:: To do ::
Could you copy every line of the data that contains "page"?

------------------------

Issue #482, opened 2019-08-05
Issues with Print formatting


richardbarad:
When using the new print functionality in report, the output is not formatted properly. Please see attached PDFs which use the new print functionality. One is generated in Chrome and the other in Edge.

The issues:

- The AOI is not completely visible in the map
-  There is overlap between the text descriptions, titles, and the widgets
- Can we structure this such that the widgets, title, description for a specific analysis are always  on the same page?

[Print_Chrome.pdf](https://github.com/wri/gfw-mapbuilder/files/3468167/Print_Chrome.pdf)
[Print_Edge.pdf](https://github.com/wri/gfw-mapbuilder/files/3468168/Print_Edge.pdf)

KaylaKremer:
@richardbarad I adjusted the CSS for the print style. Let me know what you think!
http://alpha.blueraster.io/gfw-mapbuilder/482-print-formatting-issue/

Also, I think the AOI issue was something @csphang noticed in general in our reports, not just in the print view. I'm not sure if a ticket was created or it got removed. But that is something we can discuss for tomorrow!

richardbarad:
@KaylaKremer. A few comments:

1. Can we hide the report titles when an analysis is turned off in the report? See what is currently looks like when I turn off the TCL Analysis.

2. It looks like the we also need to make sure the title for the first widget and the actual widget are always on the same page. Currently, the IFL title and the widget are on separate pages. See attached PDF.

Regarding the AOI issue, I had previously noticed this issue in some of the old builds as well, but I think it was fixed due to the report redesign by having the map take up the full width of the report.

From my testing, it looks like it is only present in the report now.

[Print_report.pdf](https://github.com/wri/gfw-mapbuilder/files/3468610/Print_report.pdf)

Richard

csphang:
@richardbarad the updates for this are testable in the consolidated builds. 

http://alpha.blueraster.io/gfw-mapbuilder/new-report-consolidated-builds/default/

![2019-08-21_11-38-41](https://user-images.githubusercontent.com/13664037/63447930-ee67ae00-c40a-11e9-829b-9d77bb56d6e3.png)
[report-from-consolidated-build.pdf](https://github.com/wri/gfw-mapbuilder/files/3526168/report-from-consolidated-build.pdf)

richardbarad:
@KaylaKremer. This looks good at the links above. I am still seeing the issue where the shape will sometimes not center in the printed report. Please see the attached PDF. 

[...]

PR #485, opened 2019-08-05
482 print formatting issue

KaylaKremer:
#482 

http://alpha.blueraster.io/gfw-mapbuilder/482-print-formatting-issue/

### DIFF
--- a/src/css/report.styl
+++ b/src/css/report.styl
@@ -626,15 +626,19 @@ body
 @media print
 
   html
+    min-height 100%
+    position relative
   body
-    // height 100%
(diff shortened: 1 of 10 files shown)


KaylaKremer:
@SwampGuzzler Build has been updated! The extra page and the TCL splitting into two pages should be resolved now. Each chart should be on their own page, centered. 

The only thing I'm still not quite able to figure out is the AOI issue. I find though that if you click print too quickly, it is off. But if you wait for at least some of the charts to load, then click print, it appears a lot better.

------------------------

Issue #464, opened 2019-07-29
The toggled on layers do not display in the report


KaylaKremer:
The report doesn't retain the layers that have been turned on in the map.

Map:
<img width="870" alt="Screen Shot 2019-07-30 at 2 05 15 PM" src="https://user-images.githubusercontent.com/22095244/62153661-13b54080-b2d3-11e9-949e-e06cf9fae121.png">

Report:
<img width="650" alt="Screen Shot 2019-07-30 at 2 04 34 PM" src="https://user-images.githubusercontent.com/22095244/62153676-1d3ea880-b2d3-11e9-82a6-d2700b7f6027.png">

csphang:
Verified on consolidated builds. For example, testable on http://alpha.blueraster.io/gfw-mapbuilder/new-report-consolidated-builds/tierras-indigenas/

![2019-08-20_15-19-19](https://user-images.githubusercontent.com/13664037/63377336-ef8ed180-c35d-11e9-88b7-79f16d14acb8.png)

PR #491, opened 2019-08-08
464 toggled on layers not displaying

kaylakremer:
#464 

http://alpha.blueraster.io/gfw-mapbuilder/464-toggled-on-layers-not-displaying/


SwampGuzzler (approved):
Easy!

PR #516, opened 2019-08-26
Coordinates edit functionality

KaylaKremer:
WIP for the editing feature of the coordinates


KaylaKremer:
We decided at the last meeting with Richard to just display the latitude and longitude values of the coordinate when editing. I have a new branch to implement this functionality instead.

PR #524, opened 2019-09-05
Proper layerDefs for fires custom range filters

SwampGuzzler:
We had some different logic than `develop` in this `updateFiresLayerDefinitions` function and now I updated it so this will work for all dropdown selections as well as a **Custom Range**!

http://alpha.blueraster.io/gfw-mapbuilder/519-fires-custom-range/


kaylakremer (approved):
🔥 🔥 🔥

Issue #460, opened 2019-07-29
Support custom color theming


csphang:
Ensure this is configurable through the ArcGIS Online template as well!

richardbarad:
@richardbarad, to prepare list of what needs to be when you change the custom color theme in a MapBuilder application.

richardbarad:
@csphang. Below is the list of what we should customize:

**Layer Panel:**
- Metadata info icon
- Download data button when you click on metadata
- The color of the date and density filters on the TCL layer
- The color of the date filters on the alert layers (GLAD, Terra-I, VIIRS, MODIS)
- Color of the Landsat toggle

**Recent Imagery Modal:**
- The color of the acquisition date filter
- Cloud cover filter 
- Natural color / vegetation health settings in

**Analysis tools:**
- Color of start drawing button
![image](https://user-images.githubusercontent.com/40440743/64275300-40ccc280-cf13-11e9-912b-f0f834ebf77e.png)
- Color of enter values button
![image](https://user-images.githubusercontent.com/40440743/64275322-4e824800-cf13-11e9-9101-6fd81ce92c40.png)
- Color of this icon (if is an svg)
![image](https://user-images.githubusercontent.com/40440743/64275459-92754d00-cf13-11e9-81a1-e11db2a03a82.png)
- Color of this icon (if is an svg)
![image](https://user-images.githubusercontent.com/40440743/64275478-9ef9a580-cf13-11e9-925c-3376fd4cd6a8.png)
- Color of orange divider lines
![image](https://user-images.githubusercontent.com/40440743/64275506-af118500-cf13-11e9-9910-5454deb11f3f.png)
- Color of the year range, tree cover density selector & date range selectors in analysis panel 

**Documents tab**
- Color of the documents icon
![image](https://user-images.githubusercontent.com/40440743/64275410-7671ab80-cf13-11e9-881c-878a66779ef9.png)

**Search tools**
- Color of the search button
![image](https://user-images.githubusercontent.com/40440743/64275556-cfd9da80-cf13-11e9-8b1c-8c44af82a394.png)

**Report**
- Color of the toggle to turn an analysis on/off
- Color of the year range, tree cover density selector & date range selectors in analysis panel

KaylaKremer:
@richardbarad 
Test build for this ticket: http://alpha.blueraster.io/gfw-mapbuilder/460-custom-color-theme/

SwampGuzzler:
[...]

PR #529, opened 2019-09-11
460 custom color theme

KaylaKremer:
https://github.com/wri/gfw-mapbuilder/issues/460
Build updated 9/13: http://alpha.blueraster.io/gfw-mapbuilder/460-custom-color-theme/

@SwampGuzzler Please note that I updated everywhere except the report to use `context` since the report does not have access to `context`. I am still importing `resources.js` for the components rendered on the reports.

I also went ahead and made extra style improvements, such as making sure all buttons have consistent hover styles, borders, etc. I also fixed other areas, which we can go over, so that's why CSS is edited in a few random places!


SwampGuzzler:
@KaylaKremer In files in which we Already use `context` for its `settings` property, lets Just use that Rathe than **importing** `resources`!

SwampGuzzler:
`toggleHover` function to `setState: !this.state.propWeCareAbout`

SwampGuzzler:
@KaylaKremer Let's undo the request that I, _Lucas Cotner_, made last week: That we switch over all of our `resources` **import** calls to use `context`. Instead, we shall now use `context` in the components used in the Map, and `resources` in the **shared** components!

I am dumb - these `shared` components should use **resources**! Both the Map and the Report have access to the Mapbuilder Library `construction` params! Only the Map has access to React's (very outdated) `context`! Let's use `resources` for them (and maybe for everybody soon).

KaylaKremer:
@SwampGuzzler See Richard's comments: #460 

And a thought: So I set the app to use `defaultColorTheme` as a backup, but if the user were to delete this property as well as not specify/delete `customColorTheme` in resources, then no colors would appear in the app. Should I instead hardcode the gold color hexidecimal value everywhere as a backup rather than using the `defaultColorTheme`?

------------------------

:: Result ::
- Can we structure this such that the widgets, title, description for a specific analysis are always  on the same page?
2. It looks like the we also need to make sure the title for the first widget and the actual widget are always on the same page. Currently, the IFL title and the widget are on separate pages. See attached PDF.
@SwampGuzzler Build has been updated! The extra page and the TCL splitting into two pages should be resolved now. Each chart should be on their own page, centered. 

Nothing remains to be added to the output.